Vielen dank das war es,ich weiss nur nicht was *aptitude *bedeutet ist das bei mir Installiert?

Ich schau mir das am WE noch mal genauer an,den bei 
*7.3.4. Automatisch und regelmäßig Aufräumen*
blick ich auch noch nicht wirklich durch.


----------



## zerix (16. Januar 2020)

aptitute ist eine alternative zu apt-get. Die neuen Debian Versionen haben da noch eine weitere, die nennt sich 'apt'

Und erneut meine Empfehlung, du solltest dich mit Linux auseinander setzen und noch besser Plesk wegwerfen. 

Viele Grüße
Sascha


----------



## Zvoni (16. Januar 2020)

Aptitude ist der "offizielle" Paketmanager unter Debian (und dessen Kinder - z.B. Ubuntu).
z.B. Synaptic ist nur eine GUI, welche intern auf Aptitude-Befehle zugreift.
Dasselbe für "apt", "apt-get" usw.
Das sind quasi nur "Abkürzungen"


----------



## zerix (16. Januar 2020)

Zvoni hat gesagt.:


> Aptitude ist der "offizielle" Paketmanager unter Debian (und dessen Kinder - z.B. Ubuntu).
> z.B. Synaptic ist nur eine GUI, welche intern auf Aptitude-Befehle zugreift.
> Dasselbe für "apt", "apt-get" usw.
> Das sind quasi nur "Abkürzungen"


Fast, ich nutze hauptsächlich 'apt'. Aber aptitude ist, soweit ich weiß, nicht der offizielle Manager. Es kommt oft vor, dass geraten wird, apt-get zu verwenden und nicht aptitude, vor allem bei upgrades. Bei älteren Debian Versionen musste man aptitude sogar noch nachinstallieren-

'apt' und 'aptitude' sind nur komfortabler zu bedienen und die Ausgabe ist etwas detaillierter.

Viele Grüße
Sascha


----------



## Zvoni (16. Januar 2020)

Wenn ich mich recht erinner kann ich mit "aptitude" bzw. nur "apt" auch lokale *.deb's installieren, also im Prinzip was gdebi macht.


----------



## zerix (16. Januar 2020)

Das gab es ja auch schon bei Debian mit dkpk. 
Das wird bei allen Tools im Hintergrund verwendet.


----------



## Zvoni (16. Januar 2020)

Du meinst "dpkg"? Ja, das kenn ich, es wird aber davon abgeraten "dpkg -i blablbabla.deb" zu verwenden, weil es Abhängigkeiten nicht auflöst.

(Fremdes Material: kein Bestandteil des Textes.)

PR #1413, opened 2019-08-28
Refactor oclif-specific code and convert "env rename" and "envs" to oclif

pdcastro:
Change-type: patch
Signed-off-by: Paulo Castro paulo@balena.io


pdcastro:
Replaced with PR #1414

EDIT: Habs nachgesehen. Du hast recht.
https://de.wikipedia.org/wiki/Advanced_Packaging_Tool


----------



## zerix (16. Januar 2020)

Zvoni hat gesagt.:


> Du meinst "dpkg"? Ja, das kenn ich, es wird aber davon abgeraten "dpkg -i blablbabla.deb" zu verwenden, weil es Abhängigkeiten nicht auflöst.
> 
> EDIT: Habs nachgesehen. Du hast recht.
> https://de.wikipedia.org/wiki/Advanced_Packaging_Tool


Ja, ich meine dpkg. Keine Ahnung was meine Hände wieder geschrieben haben 

Ich weiß, habe vor ca 16 Jahren das erste mal Debian benutzt, da bekommt man ein bisschen was mit.


----------